Start of DATA LISTING

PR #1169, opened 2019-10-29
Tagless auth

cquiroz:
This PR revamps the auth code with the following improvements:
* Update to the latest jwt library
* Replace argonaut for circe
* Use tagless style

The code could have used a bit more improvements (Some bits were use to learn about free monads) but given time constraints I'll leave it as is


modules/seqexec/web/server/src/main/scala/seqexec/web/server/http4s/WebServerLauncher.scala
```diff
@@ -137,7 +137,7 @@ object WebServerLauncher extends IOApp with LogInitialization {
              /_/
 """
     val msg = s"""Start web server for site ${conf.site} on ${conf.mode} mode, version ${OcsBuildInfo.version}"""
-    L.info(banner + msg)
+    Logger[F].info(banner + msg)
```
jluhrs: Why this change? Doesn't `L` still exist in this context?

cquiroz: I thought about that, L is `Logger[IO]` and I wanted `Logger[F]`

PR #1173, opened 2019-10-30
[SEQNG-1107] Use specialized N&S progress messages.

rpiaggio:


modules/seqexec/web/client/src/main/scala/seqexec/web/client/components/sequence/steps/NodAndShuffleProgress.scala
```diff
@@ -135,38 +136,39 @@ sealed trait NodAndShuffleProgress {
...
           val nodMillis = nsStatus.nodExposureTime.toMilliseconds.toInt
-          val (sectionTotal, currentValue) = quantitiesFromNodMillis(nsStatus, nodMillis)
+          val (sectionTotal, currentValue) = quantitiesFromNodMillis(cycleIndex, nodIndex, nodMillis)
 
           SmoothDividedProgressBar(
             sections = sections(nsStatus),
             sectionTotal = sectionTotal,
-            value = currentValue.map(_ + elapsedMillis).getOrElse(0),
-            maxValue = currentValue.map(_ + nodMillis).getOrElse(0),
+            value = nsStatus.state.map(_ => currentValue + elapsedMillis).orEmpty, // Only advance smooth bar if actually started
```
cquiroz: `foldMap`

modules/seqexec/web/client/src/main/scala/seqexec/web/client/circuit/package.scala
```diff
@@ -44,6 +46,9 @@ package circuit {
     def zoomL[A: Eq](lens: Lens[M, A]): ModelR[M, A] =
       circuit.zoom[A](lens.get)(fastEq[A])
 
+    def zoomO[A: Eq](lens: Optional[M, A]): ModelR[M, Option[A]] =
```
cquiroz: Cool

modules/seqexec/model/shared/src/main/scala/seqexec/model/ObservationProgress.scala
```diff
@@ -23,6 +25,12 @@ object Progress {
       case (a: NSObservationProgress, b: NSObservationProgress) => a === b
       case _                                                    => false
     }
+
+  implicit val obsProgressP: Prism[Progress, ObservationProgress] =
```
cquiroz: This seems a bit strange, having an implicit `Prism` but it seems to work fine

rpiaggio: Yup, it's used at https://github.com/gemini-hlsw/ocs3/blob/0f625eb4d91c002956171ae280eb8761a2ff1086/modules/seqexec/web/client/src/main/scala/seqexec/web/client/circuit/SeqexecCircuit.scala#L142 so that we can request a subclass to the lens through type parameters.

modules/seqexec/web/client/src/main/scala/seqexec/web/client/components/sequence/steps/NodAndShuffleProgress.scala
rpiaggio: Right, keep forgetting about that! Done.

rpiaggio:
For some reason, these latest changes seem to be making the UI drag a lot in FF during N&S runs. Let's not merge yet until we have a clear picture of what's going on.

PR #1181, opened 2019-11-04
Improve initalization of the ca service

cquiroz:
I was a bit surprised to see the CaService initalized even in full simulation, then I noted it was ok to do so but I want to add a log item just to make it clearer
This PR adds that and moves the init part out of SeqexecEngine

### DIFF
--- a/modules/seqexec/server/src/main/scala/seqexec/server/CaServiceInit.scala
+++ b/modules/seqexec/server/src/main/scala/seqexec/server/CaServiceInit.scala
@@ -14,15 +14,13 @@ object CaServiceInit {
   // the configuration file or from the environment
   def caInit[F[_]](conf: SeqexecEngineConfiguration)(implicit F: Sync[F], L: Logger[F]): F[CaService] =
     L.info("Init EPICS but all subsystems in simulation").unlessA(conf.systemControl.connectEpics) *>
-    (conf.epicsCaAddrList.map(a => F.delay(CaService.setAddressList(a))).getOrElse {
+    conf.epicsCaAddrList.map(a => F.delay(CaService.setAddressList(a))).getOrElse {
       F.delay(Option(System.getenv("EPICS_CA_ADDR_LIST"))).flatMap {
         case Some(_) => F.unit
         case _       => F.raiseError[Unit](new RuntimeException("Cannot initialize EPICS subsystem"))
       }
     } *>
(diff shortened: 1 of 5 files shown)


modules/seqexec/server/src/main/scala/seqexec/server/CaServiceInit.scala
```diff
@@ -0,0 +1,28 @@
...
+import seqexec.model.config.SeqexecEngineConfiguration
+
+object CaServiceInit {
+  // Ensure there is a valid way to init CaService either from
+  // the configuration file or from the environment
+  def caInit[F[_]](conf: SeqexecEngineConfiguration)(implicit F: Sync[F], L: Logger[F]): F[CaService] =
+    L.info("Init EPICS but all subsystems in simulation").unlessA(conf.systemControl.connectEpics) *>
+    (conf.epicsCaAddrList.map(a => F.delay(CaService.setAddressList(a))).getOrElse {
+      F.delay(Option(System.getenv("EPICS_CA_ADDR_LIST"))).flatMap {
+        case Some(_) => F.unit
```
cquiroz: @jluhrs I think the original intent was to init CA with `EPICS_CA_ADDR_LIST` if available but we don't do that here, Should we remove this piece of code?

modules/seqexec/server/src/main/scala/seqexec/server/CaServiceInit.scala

End of DATA LISTING
Start of DATA LISTING

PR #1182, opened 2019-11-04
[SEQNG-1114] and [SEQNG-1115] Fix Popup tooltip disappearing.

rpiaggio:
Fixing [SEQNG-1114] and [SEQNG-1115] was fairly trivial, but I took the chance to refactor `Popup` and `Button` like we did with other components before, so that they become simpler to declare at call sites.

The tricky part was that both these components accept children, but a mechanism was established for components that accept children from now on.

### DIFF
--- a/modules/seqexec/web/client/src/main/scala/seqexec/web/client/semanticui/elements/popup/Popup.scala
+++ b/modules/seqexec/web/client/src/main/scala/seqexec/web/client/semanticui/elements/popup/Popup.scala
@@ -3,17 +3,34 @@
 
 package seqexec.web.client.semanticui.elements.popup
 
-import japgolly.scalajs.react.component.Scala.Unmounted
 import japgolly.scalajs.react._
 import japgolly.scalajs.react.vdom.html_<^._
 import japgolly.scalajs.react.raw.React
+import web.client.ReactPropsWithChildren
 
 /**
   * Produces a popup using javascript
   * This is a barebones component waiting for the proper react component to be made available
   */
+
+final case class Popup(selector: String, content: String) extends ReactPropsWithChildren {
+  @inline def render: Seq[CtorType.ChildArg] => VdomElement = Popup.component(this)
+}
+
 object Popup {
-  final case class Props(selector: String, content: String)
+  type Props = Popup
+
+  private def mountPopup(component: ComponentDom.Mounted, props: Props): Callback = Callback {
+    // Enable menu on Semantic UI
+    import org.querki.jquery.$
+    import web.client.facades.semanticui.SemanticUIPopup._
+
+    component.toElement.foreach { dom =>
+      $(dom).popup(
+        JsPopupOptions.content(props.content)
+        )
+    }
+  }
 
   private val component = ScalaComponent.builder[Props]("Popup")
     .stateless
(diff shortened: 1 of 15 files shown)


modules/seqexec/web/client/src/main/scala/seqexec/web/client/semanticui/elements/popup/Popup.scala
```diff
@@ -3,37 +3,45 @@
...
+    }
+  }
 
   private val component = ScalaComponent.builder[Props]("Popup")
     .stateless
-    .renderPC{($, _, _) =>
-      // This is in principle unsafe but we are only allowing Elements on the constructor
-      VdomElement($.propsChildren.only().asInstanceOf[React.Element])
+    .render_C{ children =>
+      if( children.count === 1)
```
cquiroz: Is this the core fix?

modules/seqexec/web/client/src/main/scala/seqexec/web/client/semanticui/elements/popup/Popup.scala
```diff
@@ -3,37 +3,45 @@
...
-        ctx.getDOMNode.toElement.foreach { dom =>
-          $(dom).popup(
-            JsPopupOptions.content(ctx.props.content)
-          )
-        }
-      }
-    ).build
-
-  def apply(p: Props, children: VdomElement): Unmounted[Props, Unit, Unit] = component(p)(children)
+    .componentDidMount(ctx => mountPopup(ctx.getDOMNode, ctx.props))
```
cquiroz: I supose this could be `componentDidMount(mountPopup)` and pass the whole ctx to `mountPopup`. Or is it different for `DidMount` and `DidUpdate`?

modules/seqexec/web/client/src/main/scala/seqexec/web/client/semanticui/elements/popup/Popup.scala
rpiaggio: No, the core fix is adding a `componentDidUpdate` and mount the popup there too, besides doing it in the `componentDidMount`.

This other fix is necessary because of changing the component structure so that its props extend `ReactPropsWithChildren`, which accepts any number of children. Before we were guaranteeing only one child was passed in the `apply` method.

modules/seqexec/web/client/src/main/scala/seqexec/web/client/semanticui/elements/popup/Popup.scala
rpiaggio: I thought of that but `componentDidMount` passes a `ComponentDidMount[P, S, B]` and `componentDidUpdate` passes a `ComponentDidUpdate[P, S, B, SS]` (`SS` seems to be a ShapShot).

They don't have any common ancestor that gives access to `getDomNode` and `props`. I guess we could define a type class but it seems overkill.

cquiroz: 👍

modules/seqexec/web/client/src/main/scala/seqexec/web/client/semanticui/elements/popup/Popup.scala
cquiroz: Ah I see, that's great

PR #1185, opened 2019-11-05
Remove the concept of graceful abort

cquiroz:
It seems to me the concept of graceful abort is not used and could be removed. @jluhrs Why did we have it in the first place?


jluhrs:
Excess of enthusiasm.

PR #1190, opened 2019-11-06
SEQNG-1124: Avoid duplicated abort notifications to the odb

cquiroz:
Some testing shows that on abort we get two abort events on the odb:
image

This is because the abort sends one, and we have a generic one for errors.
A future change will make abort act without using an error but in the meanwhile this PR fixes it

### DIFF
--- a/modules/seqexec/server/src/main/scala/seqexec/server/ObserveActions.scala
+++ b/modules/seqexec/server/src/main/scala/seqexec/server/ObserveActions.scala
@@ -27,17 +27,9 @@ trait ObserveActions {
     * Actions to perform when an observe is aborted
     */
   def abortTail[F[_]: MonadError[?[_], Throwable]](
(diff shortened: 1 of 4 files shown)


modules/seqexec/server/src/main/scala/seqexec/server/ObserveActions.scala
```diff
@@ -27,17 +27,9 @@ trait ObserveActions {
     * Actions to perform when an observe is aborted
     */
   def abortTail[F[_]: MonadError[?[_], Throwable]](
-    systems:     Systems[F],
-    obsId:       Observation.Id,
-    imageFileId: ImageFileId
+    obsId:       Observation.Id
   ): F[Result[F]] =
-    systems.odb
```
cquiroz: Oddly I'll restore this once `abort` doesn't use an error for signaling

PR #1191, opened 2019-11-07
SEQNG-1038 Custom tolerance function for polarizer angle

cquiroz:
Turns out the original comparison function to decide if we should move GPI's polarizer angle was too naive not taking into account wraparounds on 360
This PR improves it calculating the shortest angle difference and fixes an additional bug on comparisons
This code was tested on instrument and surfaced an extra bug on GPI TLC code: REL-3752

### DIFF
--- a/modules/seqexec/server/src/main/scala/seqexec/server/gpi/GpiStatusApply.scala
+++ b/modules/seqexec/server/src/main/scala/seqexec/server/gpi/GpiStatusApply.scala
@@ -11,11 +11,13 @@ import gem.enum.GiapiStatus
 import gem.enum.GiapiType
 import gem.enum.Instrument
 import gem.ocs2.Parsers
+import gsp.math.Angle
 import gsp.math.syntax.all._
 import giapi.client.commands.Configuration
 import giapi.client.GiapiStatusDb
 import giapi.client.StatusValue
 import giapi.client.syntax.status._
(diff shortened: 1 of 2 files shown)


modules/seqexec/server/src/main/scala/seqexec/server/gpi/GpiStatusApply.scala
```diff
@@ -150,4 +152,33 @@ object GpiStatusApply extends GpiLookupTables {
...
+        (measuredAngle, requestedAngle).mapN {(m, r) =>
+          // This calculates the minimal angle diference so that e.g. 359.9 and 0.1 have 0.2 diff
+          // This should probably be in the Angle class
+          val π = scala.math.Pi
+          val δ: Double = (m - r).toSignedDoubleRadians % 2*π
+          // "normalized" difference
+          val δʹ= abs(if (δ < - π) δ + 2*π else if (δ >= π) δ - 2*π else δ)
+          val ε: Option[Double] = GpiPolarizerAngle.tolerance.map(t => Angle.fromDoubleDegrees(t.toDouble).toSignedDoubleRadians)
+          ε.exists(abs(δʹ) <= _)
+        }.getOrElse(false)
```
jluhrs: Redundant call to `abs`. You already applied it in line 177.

End of DATA LISTING
Start of DATA LISTING

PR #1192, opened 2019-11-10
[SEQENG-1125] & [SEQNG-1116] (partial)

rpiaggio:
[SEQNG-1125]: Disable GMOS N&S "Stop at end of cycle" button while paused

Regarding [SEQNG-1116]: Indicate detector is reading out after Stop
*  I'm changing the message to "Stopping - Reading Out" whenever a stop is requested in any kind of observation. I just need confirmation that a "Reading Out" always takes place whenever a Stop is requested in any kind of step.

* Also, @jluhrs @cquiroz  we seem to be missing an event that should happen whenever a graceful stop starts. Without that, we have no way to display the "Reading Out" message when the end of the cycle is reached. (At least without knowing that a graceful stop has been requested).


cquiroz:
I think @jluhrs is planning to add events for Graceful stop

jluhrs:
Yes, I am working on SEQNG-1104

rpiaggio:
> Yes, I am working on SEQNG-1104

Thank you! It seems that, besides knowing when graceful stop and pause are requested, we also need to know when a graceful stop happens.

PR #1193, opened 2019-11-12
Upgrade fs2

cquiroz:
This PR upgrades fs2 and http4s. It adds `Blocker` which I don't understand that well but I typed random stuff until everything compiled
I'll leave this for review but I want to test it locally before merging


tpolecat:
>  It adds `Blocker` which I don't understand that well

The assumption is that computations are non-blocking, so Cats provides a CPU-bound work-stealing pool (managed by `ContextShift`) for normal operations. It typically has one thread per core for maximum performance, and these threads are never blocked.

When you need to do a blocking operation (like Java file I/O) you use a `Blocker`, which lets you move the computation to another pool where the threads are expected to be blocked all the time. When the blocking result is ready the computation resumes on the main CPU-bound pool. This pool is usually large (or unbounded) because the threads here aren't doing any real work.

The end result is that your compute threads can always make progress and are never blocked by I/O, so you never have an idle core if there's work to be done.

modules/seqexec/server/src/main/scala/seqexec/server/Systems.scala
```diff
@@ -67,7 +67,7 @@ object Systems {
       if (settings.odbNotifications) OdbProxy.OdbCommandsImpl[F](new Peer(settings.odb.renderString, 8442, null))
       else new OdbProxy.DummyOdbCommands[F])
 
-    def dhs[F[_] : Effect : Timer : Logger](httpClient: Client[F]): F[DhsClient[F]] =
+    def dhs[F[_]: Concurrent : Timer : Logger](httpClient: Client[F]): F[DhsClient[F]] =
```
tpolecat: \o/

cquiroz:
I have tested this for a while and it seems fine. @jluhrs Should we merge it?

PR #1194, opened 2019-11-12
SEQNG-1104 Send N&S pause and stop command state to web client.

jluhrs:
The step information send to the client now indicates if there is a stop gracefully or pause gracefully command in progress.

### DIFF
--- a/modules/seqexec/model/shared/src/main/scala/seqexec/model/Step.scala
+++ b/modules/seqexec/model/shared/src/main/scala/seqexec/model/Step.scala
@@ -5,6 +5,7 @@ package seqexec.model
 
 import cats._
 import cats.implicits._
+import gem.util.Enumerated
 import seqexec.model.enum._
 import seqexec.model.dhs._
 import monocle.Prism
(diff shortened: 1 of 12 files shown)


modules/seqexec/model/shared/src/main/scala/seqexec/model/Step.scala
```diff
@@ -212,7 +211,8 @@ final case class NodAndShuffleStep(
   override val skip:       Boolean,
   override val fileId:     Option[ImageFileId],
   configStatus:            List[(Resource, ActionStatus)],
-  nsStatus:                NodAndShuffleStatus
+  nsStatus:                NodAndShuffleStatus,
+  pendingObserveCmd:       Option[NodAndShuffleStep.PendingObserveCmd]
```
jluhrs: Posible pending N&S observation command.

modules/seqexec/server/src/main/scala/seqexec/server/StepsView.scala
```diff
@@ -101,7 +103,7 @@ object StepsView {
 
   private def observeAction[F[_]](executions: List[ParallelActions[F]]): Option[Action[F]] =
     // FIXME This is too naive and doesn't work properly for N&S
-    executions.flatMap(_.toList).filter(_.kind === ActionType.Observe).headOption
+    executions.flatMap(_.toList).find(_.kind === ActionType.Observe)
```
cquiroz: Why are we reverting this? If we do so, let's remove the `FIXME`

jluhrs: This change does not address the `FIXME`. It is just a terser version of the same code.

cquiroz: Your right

End of DATA LISTING

> EXERCISE:
An exact copy of the lines above, from the one containing "import giapi.client.commands.Configuration" down to the one containing "jluhrs: Redundant call" and including both, is the whole answer; retype it and nothing else.

> ANSWER BOX:
 import giapi.client.commands.Configuration
 import giapi.client.GiapiStatusDb
 import giapi.client.StatusValue
 import giapi.client.syntax.status._
(diff shortened: 1 of 2 files shown)


modules/seqexec/server/src/main/scala/seqexec/server/gpi/GpiStatusApply.scala
```diff
@@ -150,4 +152,33 @@ object GpiStatusApply extends GpiLookupTables {
...
+        (measuredAngle, requestedAngle).mapN {(m, r) =>
+          // This calculates the minimal angle diference so that e.g. 359.9 and 0.1 have 0.2 diff
+          // This should probably be in the Angle class
+          val π = scala.math.Pi
+          val δ: Double = (m - r).toSignedDoubleRadians % 2*π
+          // "normalized" difference
+          val δʹ= abs(if (δ < - π) δ + 2*π else if (δ >= π) δ - 2*π else δ)
+          val ε: Option[Double] = GpiPolarizerAngle.tolerance.map(t => Angle.fromDoubleDegrees(t.toDouble).toSignedDoubleRadians)
+          ε.exists(abs(δʹ) <= _)
+        }.getOrElse(false)
```
jluhrs: Redundant call to `abs`. You already applied it in line 177.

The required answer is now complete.